Collected data:
PR #1570, opened 2026-08-27
feat: bulk admin actions for `Media.skip`

### LINKED ISSUE #493: FEATURE REQUEST: Bulk editing in the Django admin control panel
Hi there - it doesn't seem like it would be hard to do  - perhaps you could start initially with key features, but would it be possible to add bulk edit in for at the Django admin interface for some key functions on some objects, such as Media?  A real time saver would be to expose actions such as enabling/disabling Skip or Can download.  This would be extremely helpful when editing a large number of objects instead of having to do each individually through the interface.   Thank you for your work on this.

image
image

Agi-Asi:
### Problem

Managing a large library through the Django admin requires editing every media item individually to toggle **Skip** or **Can download** — the exact pain point in #493, where bulk-editing those two flags was requested ("A real time saver would be to expose actions such as enabling/disabling Skip or Can download").

### Change

Adds the standard Django admin bulk actions to `MediaAdmin`, scoped to exactly the two fields requested:

- **Set / unset "skip"** — also sets `manual_skip` to match, so a bulk un-skip isn't immediately re-skipped by the filtering logic, and a bulk skip is recorded as the operator's explicit decision.
- **Set / unset "can download"**.

Also adds `list_filter` for `can_download` / `skip` / `downloaded`, so the rows to bulk-edit can be narrowed down first (without a filter the actions are much less useful on big libraries).

Implementation uses `queryset.update()`, so a bulk action across thousands of rows is a single `UPDATE` statement rather than thousands of model saves.

### Testing

- New `sync/tests/test_admin.py` covers both action pairs end-to-end against real model rows (including the `manual_skip` coupling) plus action registration.
- Full Django suite: `manage.py test` — 54 tests, OK.
- The CI ruff gate passes.

Fixes #493


meeb (commented):
This seems fine with to me. @tcely is toggling flags sufficient to eventually trigger the required worker events?

tcely:
> Is toggling flags sufficient to eventually trigger the required worker events?

I don't understand the question.

meeb:
As in, is just setting `can_download` to `True` sufficient to trigger a task at a later date, or does this need to have `.save()` called on each object as well to re-evaluate the state of the media item.

tcely:
The `media_post_save` signal is the only place the `can_download` attribute is recalculated.

That is eventually triggered for every `Media` instance per source: A) after editing a source or B) after indexing a source.

Is this sufficient, or do you believe a `save_media` task needs to be added to the tasks queue?

Agi-Asi:
Good question re: signals — since `queryset.update()` deliberately bypasses `save()`/`media_post_save`, the flags flip immediately but re-evaluation waits for the next source edit/index pass, as @tcely described. That felt acceptable for an admin bulk tool (it mirrors what the DB-level toggle means), but if you'd prefer eager re-evaluation I'm happy to switch the actions to iterate `queryset` and call `save()` per object (or enqueue a `save_media` task per item) — just tell me which shape you want.

meeb:
I'm fine with it waiting for an Indexing to trigger any events, just checking.

tcely (changes requested):
Please implement a `save_media` task per changed item and add a setting that enables queuing those tasks. By default, the tasks should not be queued.

Agi-Asi:
Done in be4313ba — implemented exactly as requested:

- New setting `SAVE_MEDIA_AFTER_BULK_ACTION` (container env: `TUBESYNC_SAVE_MEDIA_AFTER_BULK_ACTION`), **default `False`** so nothing is queued unless explicitly enabled.
- When enabled, each bulk action queues a `save_media` task per changed item (via `save_media.map()` over the queryset UUIDs), so flags are re-evaluated without waiting for the next source edit/index pass.
- Documented in the README env-var table and `local_settings.py.container`.
- Two new tests: default = `save_media.map` not called; enabled via `override_settings` = called once with exactly the changed UUIDs. All 5 admin tests pass locally, ruff gate clean.

tubesync/sync/tests/test_admin.py
```diff
@@ -0,0 +1,110 @@
...
+        for action in (
+            'enable_skip', 'disable_skip',
+            'enable_can_download', 'disable_can_download',
+        ):
+            self.assertIn(action, self.model_admin.actions)
+
+    def test_save_media_tasks_not_queued_by_default(self):
+        queryset = Media.objects.filter(source=self.source)
+
+        with patch('sync.admin.save_media') as mock_save_media:
```
tcely:
```suggestion
        with patch('sync.tasks.save_media') as mock_save_media:
```

Does patching the import from tasks like this even work??

tubesync/sync/tests/test_admin.py
```diff
@@ -0,0 +1,110 @@
...
+            self.model_admin.enable_skip(self.request, queryset)
+
+        mock_save_media.map.assert_not_called()
+
+    @override_settings(SAVE_MEDIA_AFTER_BULK_ACTION=True)
+    def test_save_media_tasks_queued_when_enabled(self):
+        queryset = Media.objects.filter(source=self.source)
+
+        with patch('sync.admin.save_media') as mock_save_media:
```
tcely:
```suggestion
        with patch('sync.tasks.save_media') as mock_save_media:
```

Again, does mocking the import from `sync.tasks` work?

tubesync/sync/admin.py
```diff
@@ -25,6 +27,50 @@ class MediaAdmin(admin.ModelAdmin):
...
+        'enable_can_download', 'disable_can_download',
+    )
+
+    def _queue_save_media_tasks(self, queryset):
+        '''
+            Optionally queue a `save_media` task per changed item, so flags
+            are re-evaluated without waiting for the next source edit/index.
+            Disabled by default: SAVE_MEDIA_AFTER_BULK_ACTION = True enables it.
+        '''
+        if not getattr(settings, 'SAVE_MEDIA_AFTER_BULK_ACTION', False):
```
tcely:
```suggestion
        if getattr(settings, 'SAVE_MEDIA_AFTER_BULK_ACTION', False):
```

When the setting is `True` we want to queue the tasks.

tubesync/sync/admin.py
```diff
@@ -25,6 +27,50 @@ class MediaAdmin(admin.ModelAdmin):
...
+            return
+        save_media.map(
+            str(media_uuid)
+            for media_uuid in queryset.values_list('uuid', flat=True)
```
tcely: We should probably use `distinct` or something similar to avoid creating duplicate tasks for the same `Media` instance.

Also, `only` for the `uuid` would be a good addition.

README.md
```diff
@@ -267,6 +267,7 @@ useful if you are manually installing TubeSync in some other environment. These
 | TUBESYNC_DIRECTORY_PREFIX    | Enable `video` and `audio` directory prefixes in `/downloads` | True                                                                          |
 | TUBESYNC_SHRINK_NEW          | Filter unneeded information from newly retrieved metadata     | True                                                                          |
 | TUBESYNC_SHRINK_OLD          | Filter unneeded information from metadata loaded from the database | True                                                                     |
+| TUBESYNC_SAVE_MEDIA_AFTER_BULK_ACTION | Queue a `save_media` task per item changed by an admin bulk action, defaults to False | False                                                |
```
tcely:
```suggestion
| TUBESYNC_SAVE_MEDIA_AFTER_BULK_ACTION | Queue a `save_media` task per item changed by an admin bulk action | True                                                |
```

tcely (changes requested):

tubesync/sync/admin.py
tcely:
```suggestion
            for media_uuid in queryset.distinct().values_list('uuid', flat=True).iterator()
```

tcely (approved):

meeb (approved):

YOUR GOAL: In exact wording, restate the lines of the data above from the first through the one holding "### LINKED ISSUE", and stop after that line.

EXERCISE RESULT:
PR #1570, opened 2026-08-27
feat: bulk admin actions for `Media.skip`

### LINKED ISSUE #493: FEATURE REQUEST: Bulk editing in the Django admin control panel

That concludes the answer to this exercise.